20.03.2024

The Experience of EU Countries in Pension Provision: what should be Implemented in Ukraine Now

There are several draft laws related to the pension reform in the Plan of legislative work of the Verkhovna Rada of Ukraine for 2023, but none of them is marked as eurointegrational one. It’s a pity, because the issue of pension provision is both in the narrative and in the specific requirements of the European Commission to Ukraine.

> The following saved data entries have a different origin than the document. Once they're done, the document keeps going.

PR #403, opened 2025-05-05
Allow to set associativities of caches that are not power of 2.

ricferpas:
Ripes currently restricts the associativity of caches to powers of two. However, there is no technical reason to do so in hardware and there are caches in the real world whose associativity is not a power of two (6 and 12-way caches are common, and there are examples of 11-way caches (e.g.: https://en.wikichip.org/wiki/intel/microarchitectures/skylake_(server))).

This patch removes this restriction.


mortbopet:
LGTM, although the patch needs to be formatted.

In particular, it concerns the compliance of Ukrainian legislation with the norms of EU Regulation 883/2004 on the coordination of social security systems and two directives 98/49/EU and 2014/50/EU, which relate to the freedom for movement for workers within the EU and ensuring their right to pension payments. Namely, there is a caveat that “Low pension requirements (age and contribution periods) are rising slowly; many pensioners risk not even reaching subsistence levels; this affects women in particular, who can retire earlier than men and risk old-age poverty”. And these are already more specific guidelines for the necessary changes.

The fact, that the pension system of Ukraine as of today does not satisfy anyone involved, does not require proof. Pensioners – due to the low amount of payments and injustice, when the principle “the more you work – the higher are your pension benefits” is almost eliminated. Employees – due to the consciousness of the futility of pension contributions, which will definitely not ensures the decent lifestyle in old age. The government – because of the huge gap in the budget that is growing every year to cover the deficit of pay-as-you-go system, which in 2023 will amount to almost 272 billion hryvnias or about 10% of the state budget expenditures.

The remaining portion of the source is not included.